Bir yılda 365 gün 12 ay var. Yeni yılın 20. gününden selamlar. Ben bu ay İstanbul Samsun Manisa İzmir İstanbul ve yine Samsun yolcusuyum. Matcha çayının Japonların, ilk cinin üretildiği yerin Hollanda olduğunu Tekila’ da agave, Doppie kahvesinin italyanların olduğunu bilmem ama uzun zamandır buralara uğramadığımı biliyorum. Çok uzun zamandır yazmaya ara vermiştim. Çok eskiden dinlediğim Big big world şarkısı çaldı geçen gün, bir kez daha anladım ki big girl oldum ve olmaya devam ediyorum. Kocaman bir şehir kalabalığında hava şahane elimde nergis çiçekleri çok güzel bir gün geçiriyorum. Küllerimden doğmadım ama nergis misali yenilendiğim bir süreçteyim diyelim. Vakit buldukça klinikte gassalı izleyip her seferinde dördüncü bölümde takılı kaldığımız günlerimiz de oldu. Dörde gelemeyenler olunca ilerlemedik mesela. Yüksek lisans tez döneminin telaşı var üzerimde bazen makalelerle boğuştum bazen son günü bekledim, malum ben biraz son gün insanıyım. İzmir’ de lise arkadaşlarımızla oturunca bir kez daha ne kadar büyüdüğümüzü anladım. Ben anladım onlar anladı biz anladık. Anlam arayışımız devam etti tabi Ayşegül’ün tablosunu yorumladık çokça. O çilekli kokteyllerimizi hazırlarken kedicikler belgeselini izledik. Şaşırdık, analiz devam etti. Tuğba ile tanıştık. Okuyorsan, gülüşlerin ve enerjin hep daim olsun çılgın kızce. Ayşegül ile Tuğba’ya hikayeden adamlar gibi bir konsepti yakıştırdık. Biz söyledik onlar güldü. Bir gün bu konseptle gelirlerse Hülya Avşar’ın Aleyna tilkiyi keşfettiği gurur misali her yerde söylememiz yok mu peki ?
Biz ettik bakalım belki bi İzmir toplantısı yapar şekillendiririz diyip geçelim. Sonra ne mi oldu?

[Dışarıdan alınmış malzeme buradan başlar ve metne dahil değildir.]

PR #9018, opened 2025-07-07
feat: add confirm.js module

mutantsan:
This PR introduces a reusable `ckan.confirm` module that displays Bootstrap 5 confirmation modal windows across CKAN. It provides a consistent and customizable way to request user confirmation before performing critical actions.

- Displays Bootstrap 5 modal confirmation dialogs with configurable options
- Supports different modal styles (primary, danger, success, etc.) with Bootstrap classes
- Allows optional title, message, icon, and custom button labels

Gecenin yarısı çikolatalı ekmek datei yapılan sohbetler oldu ben uyuyakaldığım sıralarda. Gün doğar doğmaz yola koyulduk tabi. Plastik cerrahi uzmanlığı için çalışan arkadaşımıza sürpriz yapıp tekrar yola çıktık tabi. İstanbul gece uyuyup varılan lokasyon oldu bu defa. Taksici, biz ayrılamayız çaldı en dertli haliyle güne böyle başlamamızı uygun görüyorsa vardır bi bildiği diyip geçtim. 28 yaşındaki Jiyan biraz böyle. Ne olduysa vardır bi bildiği böyle olması gerekiyor cümleleri geliyor peşi sıra inanır mısınız ?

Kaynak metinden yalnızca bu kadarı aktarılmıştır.